- Location: Craig County Virginia, United States
- Coordinates: 37°34′17″N 80°9′25″W﻿ / ﻿37.57139°N 80.15694°W
- Area: 4,283 acres (17.33 km^{2})
- Administrator: U.S. Forest Service

= Potts Arm =

Protected natural area in Virginia, United States

Potts Arm, a wildland in the George Washington and Jefferson National Forests of western Virginia, has been recognized by the Wilderness Society as a special place worthy of protection from logging and road construction. The Wilderness Society has designated the area as a "Mountain Treasure".

Named after a spur extending off the main ridge of Potts Mountain, the area is popular with hunters, hikers, and anglers. Near the point where Potts Arm merges with Potts Mountain, there are good views in winter of Catawba Mountain.
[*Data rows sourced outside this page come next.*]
PR #3754, opened 2020-03-16
Fix cacheMisses counter to be Inc() on all codepaths

ugodiggi:
The existing code only increments the cacheMissed counter in some, not all codepaths.
This PR contains two commits:
* fix cacheMisses counter to be Inc() on all codepaths
* small code reorganization to simplify that code

None

None

No

### DIFF
--- a/plugin/cache/cache.go
+++ b/plugin/cache/cache.go
@@ -232,6 +232,9 @@ func (w *ResponseWriter) Write(buf []byte) (int, error) {
 	return n, err
 }
 
+// CacheClass is the type of cache, one of Success or Denial
+type CacheClass = string
+
 const (
 	maxTTL  = dnsutil.MaximumDefaulTTL
 	minTTL  = dnsutil.MinimalDefaultTTL
@@ -241,7 +244,7 @@ const (
 	defaultCap = 10000 // default capacity of the cache.
 
 	// Success is the class for caching positive caching.
-	Success = "success"
+	Success CacheClass = "success"
 	// Denial is the class defined for negative caching.
-	Denial = "denial"
+	Denial CacheClass = "denial"
 )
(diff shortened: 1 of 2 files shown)


chrisohaver:
Cache miss metric is also fixed #3744 ...

... and originally reported in #3701

plugin/cache/cache.go
```diff
@@ -241,7 +244,7 @@ const (
 	defaultCap = 10000 // default capacity of the cache.
 
 	// Success is the class for caching positive caching.
-	Success = "success"
+	Success CacheClass = "success"
```
miekg: Don't think `CacheClass` needs to be exported

plugin/cache/handler.go
```diff
@@ -27,14 +27,16 @@ func (c *Cache) ServeDNS(ctx context.Context, w dns.ResponseWriter, r *dns.Msg)
 	server := metrics.WithServer(ctx)
 
 	ttl := 0
-	i := c.getIgnoreTTL(now, state, server)
+	i, iType := c.getIgnoreTTL(now, state, server)
```
miekg: is it `type` or `class`?

plugin/cache/cache.go
ugodiggi: Done

plugin/cache/handler.go
ugodiggi: Done

ugodiggi:
> Cache miss metric is also fixed #3744 ...
> 
> ... and originally reported in #3701

Thank you, I had not seen either. I'm happy to retire this PR if you prefer.

chrisohaver:
> > Cache miss metric is also fixed #3744 ...
> > ... and originally reported in #3701
> 
> Thank you, I had not seen either. I'm happy to retire this PR if you prefer.

Dunno - there is more code reduction here, and it brings the actual behavior of the `getIgnoreTTL` function in line with its name and description.

miekg:
#3744 has been merged, closing here.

The area is part of the Barbours Creek-Shawvers Run Cluster.

==Location and access==
The area is located in the Appalachian Mountains of Southwestern Virginia, about 26 miles southwest of Covington, Virginia. Forest Road 604.1 is on the southeast; Potts Jeep Road, Forest Road 177.1, is on the east; and Sweet Springs Turnpike, Forest Road 176. is on the north and east.
Forest Road 176 is between the area and the Barbours Creek Wilderness

There are two designated trails in the area.
- Potts Arm, Forest Trail, 3.9 miles
- Potts Cove Trail, 1.67 miles
Cove Road, Forest Road 275, gives access to Potts Cove.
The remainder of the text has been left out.